**Extracted information**.
PR #701, opened 2026-06-10
cactus-graph: op bounds-checks, IR-load validation & buffer-lifetime fixes

ncylich:
Reduction/slice axis-bounds (builder, ops_math), MoE buffer allocation top_k factor (ops_nn), ADD_CLIPPED FP32/broadcast correctness (ops_math), TopK/seq-len underflow guards (ops_sample), output-slice shape (ops_tensor), image shape/size checks (ops_image), alias-root buffer-lifetime fix (execute), FFI null-cache-pointer guard (graph_ffi), malformed-graph overflow/precision/CQ-layout validation (io).

### DIFF
--- a/cactus-graph/src/builder.cpp
+++ b/cactus-graph/src/builder.cpp
@@ -220,6 +220,15 @@ size_t CactusGraph::reduction_op(OpType op, size_t input, int axis) {
     if (axis == -1) {
         out = {1};
     } else {
+        if (buf.shape.empty()) {
+            throw std::runtime_error("Cannot reduce a scalar tensor along an axis");
+        }
+        if (axis < 0) {
+            axis += static_cast<int>(buf.shape.size());
+        }
+        if (axis < 0 || static_cast<size_t>(axis) >= buf.shape.size()) {
+            throw std::runtime_error("Invalid axis for reduction operation");
+        }
         out = buf.shape;
         out.erase(out.begin() + axis);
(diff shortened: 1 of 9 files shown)


kar-m:
@ncylich some fixes seem redundant
Cannot fire on any input:
- io.cpp align_offset overflow (offset > SIZE_MAX - padding). All three call sites pass an offset bounded by file_size_ (a real mmap size): line 1024 is a small header constant; line 1029's scales_end is bounded by the PR's own new scales_bytes_ <= file_size_ check executed two lines earlier. To reach the overflow you'd need a ~16-exabyte file. This one is pure dead defense-in-depth.

Reachable only via malformed/crafted input (never fire for well-formed models — "hypothetical corruption" guards):
- io.cpp prec_val > CQ4, scales extend beyond file, CQ mul_checked/add_checked overflow, footprint > scales_bytes_, and the underflow-safe data_offset_+byte_size_ rewrite — all reachable with a crafted/truncated weight file (group_size_, num_groups_, byte_size_ are raw header fields not otherwise bounded). Real hardening of the file parser.
- ops_sample seq_len==0 and k > feature_size; ops_nn topk-shape and num_experts <= total; ops_image positive-dims / ch <= 3 / total_size match; ops_math compute_reduce_node axis — all reachable via malformed IR (file-supplied params/shape through add_node), unreachable through the normal transpiler which emits consistent values.

PR #702, opened 2026-06-10
engine+graph: thread-safe last_error + JSON option-parse hardening

ncylich:
Make last_error_message thread_local (utils.h declaration, cactus_graph.h declaration, last_error.cpp definition must match for ODR) so concurrent FFI calls don't corrupt each other's error string. utils.h: add try_parse_json_uint to reject negative/overflowing size fields (top_k, max_tokens, tool_rag_top_k, cloud_timeout_ms) that std::stoul would wrap.

### DIFF
--- a/cactus-engine/src/utils.h
+++ b/cactus-engine/src/utils.h
@@ -86,7 +86,7 @@ struct CactusModelHandle {
     CactusModelHandle() : should_stop(false) {}
 };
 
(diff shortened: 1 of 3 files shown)


kar-m:
LGTM @jakmro @HenryNdubuaku 
Reproduced the bug on main and confirmed it doesnt happen anymore after the fix is introduced

PR #703, opened 2026-06-10
cactus-engine: runtime correctness & memory-safety

ncylich:
bpe.cpp: fix BPE merge-key delimiter (the "\x00" C-string was empty, collapsing keys). tokenizer.cpp: skip empty special tokens to avoid an infinite split loop; fall back to safe vision dims to avoid div-by-zero. constraints.cpp: treat '}' inside a tool-arg string as literal. gemma_tools.h: don't stall the number parser on a non-numeric char. engine.h+complete.cpp: add can_generate() and reject generate/prefill on decoder-less (embedding/encoder-only) models instead of segfaulting. engine_image.cpp: guard negative dims / signed-multiply overflow. index.cpp: handle MAP_FAILED state + query-dim checks. rag.cpp: bounded response writes + JSON-escape content/metadata. model_npu.cpp: correct FP32 element/byte accounting in the audio NPU copy.

### DIFF
--- a/cactus-engine/src/bpe.cpp
+++ b/cactus-engine/src/bpe.cpp
@@ -148,7 +148,7 @@ bool BPETokenizer::load_vocabulary_mmap(const std::string& vocab_file, const std
             std::string merged = first + second;
             merge_rules_.emplace_back(first, second, merged, priority);
 
-            std::string key = first + "\x00" + second;
+            std::string key = first + '\0' + second;
             auto it = merge_map_.find(key);
             if (it == merge_map_.end() || priority < it->second) {
                 merge_map_[key] = priority;
@@ -175,7 +175,7 @@ bool BPETokenizer::load_vocabulary_mmap(const std::string& vocab_file, const std
             std::string first = tok.substr(0, i);
             std::string second = tok.substr(i);
             if (!token_to_id_.count(first) || !token_to_id_.count(second)) continue;
-            std::string key = first + "\x00" + second;
+            std::string key = first + '\0' + second;
             if (merge_map_.find(key) == merge_map_.end()) {
                 merge_rules_.emplace_back(first, second, tok, priority);
                 merge_map_[key] = priority;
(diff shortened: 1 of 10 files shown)


kar-m:
@jakmro should be good to merge

ncylich:
@kar-m @jakmro I reproduced/verified each change on the real code before this lands — net: it's all reachable safety/correctness, nothing latent, and no regression. No code change from me; the diff is unchanged.

**Clear bugs (verified):**
- **bpe.cpp** — `first + "\x00" + second` uses the `const char*` `operator+`, which stops at the null terminator, so the separator was silently dropped. Demonstrated standalone: `"ab" + "\x00" + "c"` has length 3 (equals `"abc"`) and collides with `"a" + "\x00" + "bc"`; the `'\0'` char overload gives length 4 and distinct keys. Origin had merge-map key collisions → wrong BPE merges for any vocab where two different splits concatenate equally (ubiquitous in BPE).
- **model_npu.cpp** — the FP32 audio-encoder path resized the slot by `n * sizeof(__fp16)` but the conversion loop wrote `n` floats = `n * sizeof(float)` — a 2x heap overflow (e.g. grow 3000 bytes, write 6000). Fixed sizing keys off the actual precision.
- **index.cpp** — on remap failure the old code left `mapped_index_` pointing at an already-`munmap`-ed region (dangling use-after-unmap); now the new maps are committed only after both succeed, with a failed-state guard on subsequent ops, plus query-embedding dim validation. `test_index` passes 8/8 including the error-path/dim-mismatch cases.
- **rag.cpp** — unbounded `strcpy` into the response buffer (overflow on long results/errors) replaced with a bounds-checked write; doc metadata was interpolated raw into JSON (unescaped) and is now run through `escape_json_string`.
- **constraints.cpp** — a `}` token inside a tool-call string argument (e.g. `{"code":"f(){}"}`) was treated as a structural closing brace and truncated the call. Removed; braces are only counted outside strings now (verified the state machine — structural brace handling is intact).
- **complete.cpp + engine.h** — calling complete/prefill on an embedding/encoder-only model (no decoder) segfaulted through the C FFI; now returns a clean error (`can_generate()` = `decoder_ != nullptr`).

**Defensive guards (reachable via malformed/edge inputs):** empty special token → infinite `std::string::find` loop (tokenizer hang guard); non-positive image dimensions (engine_image); uninitialized Gemma4 vision params → degenerate patch calc (fallback defaults); zero-progress in number parsing on malformed tool JSON (gemma_tools).

Verified `test_index` builds and passes 8/8 (the [ERROR] log lines are the deliberately-triggered error-path assertions, including the new dim-mismatch guard).

PR #704, opened 2026-06-10
telemetry: JSON-escape records + bound the offline event cache

ncylich:
JSON-escape telemetry record fields and cap the offline event cache file so it can't grow unbounded. test_telemetry.cpp keeps the per-task record count under the cap so the no-loss assertion stays exact.

### DIFF
--- a/cactus-engine/src/telemetry_impl.cpp
+++ b/cactus-engine/src/telemetry_impl.cpp
@@ -1101,19 +1101,25 @@ static CloudSendResult send_batch_to_cloud(const std::vector<Event>& local, cons
 static const size_t kMaxCachedEventsPerFile = 1000;
 
 static void trim_cache_file(const std::string& file, size_t max_lines) {
-    std::vector<std::string> lines;
+    // Stream the file keeping only the last max_lines, so a pre-existing oversized cache cannot blow up memory.
+    std::deque<std::string> lines;
+    bool trimmed = false;
     {
         std::ifstream in(file);
         if (!in.is_open()) return;
         std::string line;
-        while (std::getline(in, line)) lines.push_back(line);
+        while (std::getline(in, line)) {
+            lines.push_back(std::move(line));
+            if (lines.size() > max_lines) {
+                lines.pop_front();
+                trimmed = true;
+            }
+        }
     }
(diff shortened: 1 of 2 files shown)


kar-m:
@jakmro this introduces a design choice to cap local cache to 1000 lines, which makes sense but is also something we maybe wanna talk about on the pod tmrw? 
Otherwise tests pass and lgtm

ncylich:
@kar-m @jakmro agreed it's worth a quick pod conversation — here's the precise behavior, rationale, and the knobs so the discussion has full context.

**What the cap does**
- Cache is one file per event type (`<type>.log`); each is capped at `kMaxCachedEventsPerFile = 1000` (single named constant).
- On overflow it keeps the **newest** 1000 and drops the oldest (FIFO eviction). Trim runs after each flush-to-cache, under `telemetry_mutex` — the same lock as cache load/clear — so the read/truncate/rewrite is race-free.
- Worst-case on-disk bound is about 1000 × (number of event types) — a handful of files, on the order of a few hundred KB.

**Why**
- Without a cap the offline cache grows unbounded whenever the device can't reach the cloud for a long stretch (airplane mode, no network, cloud down) — the cap makes worst-case disk usage deterministic.
- Drop-oldest retains the most recent telemetry (usually the most useful); the cost is that events older than the last ~1000-per-type are discarded if the device stays offline that long without a successful flush.

**Knobs (all cheap to change after the pod)**
- The number is one constant.
- The eviction policy (drop-oldest vs drop-newest, or a single global cap instead of per-file) is a one-function change in `trim_cache_file`.

**Verified locally**
- Escaping (the other half of the PR): the real `escape_json_string` turns `Pixel "6"\Pro` into `Pixel \"6\"\\Pro`, and escapes newline/tab/control bytes to their JSON escape sequences — preventing malformed payloads / JSON injection from device model/OS/app_id/project fields.
- Cap: 1500 cached events trim to exactly 1000, keeping the newest (event_500..event_1499); 1000 or fewer is left untouched.
- The race/no-loss test was lowered to 960 events (8×120) to stay under the cap so its exact no-loss assertion still holds.

No strong opinion on the exact number or policy — happy to change either to whatever the team lands on at the pod.

PR #705, opened 2026-06-10
transpiler: JAX attention causality + reduction precision, attention-output layout guard

ncylich:
Three transpiler correctness fixes, each reached and validated with a runnable repro on the real capture/transpile pipeline (this branch vs `origin/main`). Final state: **2 files, 4 lines.**

### Contributions (validated)

**1. JAX prefill `is_causal` gating** (`jax_semantic_rewrites.py`)
A maskless self-attention is treated as causal only when the component is a known causal-prefill (`decoder_prefill_chunk` / `decoder_media_step`). Previously *any* maskless self-attention was forced causal, so bidirectional/encoder self-attention captured via JAX was silently causal-masked.
*Validated:* a maskless JAX self-attention (no component set) transpiled to output matching the **causal** reference and differing from true full attention by ~0.27; with the gate it matches full attention (FP16 noise).

**2. JAX `min`/`max` kept in native FP32** (`jax_semantic_rewrites.py`)
`min`/`max` are no longer legalized through FP16 (cast→reduce→cast). FP16 saturates at ±65504, so attention-mask sentinels (`-1e4`, `finfo.min`) and large logits overflow and corrupt exact min/max selection. `sum`/`mean` still legalize to FP16 (averaging at the engine working precision). Also `.strip()` the component-meta string.
*Validated:* a `min`/`max` node on FP32 gets 0 precision-casts on this branch vs 2 (forced FP16) before; `sum` still gets the FP16 pair.

**3. Attention-output layout guard** (`optimize_graph.py`)
`normalize_attention_layouts` no longer folds an attention's output permute into the op when that attention output is itself a graph output — folding left `graph.outputs` referencing a value no longer produced by any node (a dangling output). Reachable for models that return a raw attention tensor (encoders / feature extractors).
*Validated:* with the guard the graph output is preserved; without it, the output value is folded away and dangling.

### Excluded after validation
The original `fuse_attention` mask-input preservation was **dropped** — proven unreachable and, where its path is reachable, cosmetic:
- `fuse_attention` runs post-canonicalization (op always `attention`) and `match_attention` sets q/k/v = `inputs[0:3]`, so a non-window masked node is always idempotent. Instrumenting the mask-preserving branch across the full test suite + repros gave **0 hits**.
- The only masked-node rewrite is **sliding-window**, where both origin and this branch correctly drop the mask input (the window is carried by `window_size`); the sole difference was a leftover `additive_mask=True` attr on origin. Kernel test (`window_size=2`, no mask, `additive_mask` True vs absent) → **identical output (0.0 diff)**, since with no mask tensor the flag has nothing to apply to.

A correct guard would be >3 lines for no observable gain, so it was removed rather than kept as dead code.

### Verification
`pytest python/tests` + `pytest python/cactus/convert/tests` → **264 passed, 1 skipped** (JAX capture tests included).

### DIFF
--- a/python/cactus/transpile/jax_semantic_rewrites.py
+++ b/python/cactus/transpile/jax_semantic_rewrites.py
@@ -685,7 +685,9 @@ def _rewrite_jax_prefill_attentions(graph: IRGraph) -> None:
         node = graph.nodes[node_id]
         if node.op not in {"permute", "view", "reshape"}:
             continue
-        is_decoder_step = str(graph.meta.get("component", "") or "").lower() == "decoder_step"
+        component = str(graph.meta.get("component", "") or "").strip().lower()
+        is_decoder_step = component == "decoder_step"
+        is_causal_prefill = component in {"decoder_prefill_chunk", "decoder_media_step"}
         if node.op == "permute" and tuple(int(dim) for dim in node.attrs.get("permutation", ())) != (0, 2, 1, 3):
             continue
         if node.op in {"view", "reshape"} and not is_decoder_step:
@@ -733,7 +735,7 @@ def _rewrite_jax_prefill_attentions(graph: IRGraph) -> None:
             additive_mask=additive_mask,
             scale=scale,
             output_layout="bthd",
-            is_causal=mask_id is None and is_self_attention,
+            is_causal=is_causal_prefill and mask_id is None and is_self_attention,
             rewritten_from="jax_prefill_attention",
         )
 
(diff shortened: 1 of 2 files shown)


kar-m:
@jakmro looks good i think

ncylich:
@kar-m @jakmro heads up — I force-pushed a tightened version of this PR after reproducing every change against `origin/main` on the real pipeline. Net: it's now 2 files / 4 lines, and I **dropped** one change as unreachable.

**Kept (each reproduced with numerics):**
- **`is_causal` gating** — a maskless self-attention with an unknown/non-prefill component was being forced causal. Repro: transpiled output matched the *causal* reference and differed from true full attention by ~0.27; with the gate it matches full attention.
- **`min`/`max` native FP32** — they were legalized through FP16; FP16 (±65504) overflows mask sentinels (`-1e4`, `finfo.min`) and large logits, corrupting exact selection. Now native FP32; `sum`/`mean` still FP16.
- **attention-output layout guard** — folding the output permute when the attention output is itself a graph output left `graph.outputs` dangling (value no longer produced). Now skipped.

**Dropped: the `fuse_attention` mask-input preservation.** I could not reach it: `fuse_attention` runs post-canonicalization so the node is always canonical `attention`, which makes it idempotent for any non-window masked node; the only masked rewrite is sliding-window (mask intentionally dropped, carried by `window_size`). Instrumenting that exact branch across the whole test suite + repros gave 0 hits. A correct defensive guard would be >3 lines, so I removed it rather than keep dead code.

`pytest python/tests` + `pytest python/cactus/convert/tests` → 264 passed, 1 skipped (JAX capture tests run).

**What to do**.
Could you restate, word for word, the lines above from the one with "-685,7 +685,9 @@" to the one with "is_decoder_step = component", both included?

**Exercise output**.
@@ -685,7 +685,9 @@ def _rewrite_jax_prefill_attentions(graph: IRGraph) -> None:
         node = graph.nodes[node_id]
         if node.op not in {"permute", "view", "reshape"}:
             continue
-        is_decoder_step = str(graph.meta.get("component", "") or "").lower() == "decoder_step"
+        component = str(graph.meta.get("component", "") or "").strip().lower()
+        is_decoder_step = component == "decoder_step"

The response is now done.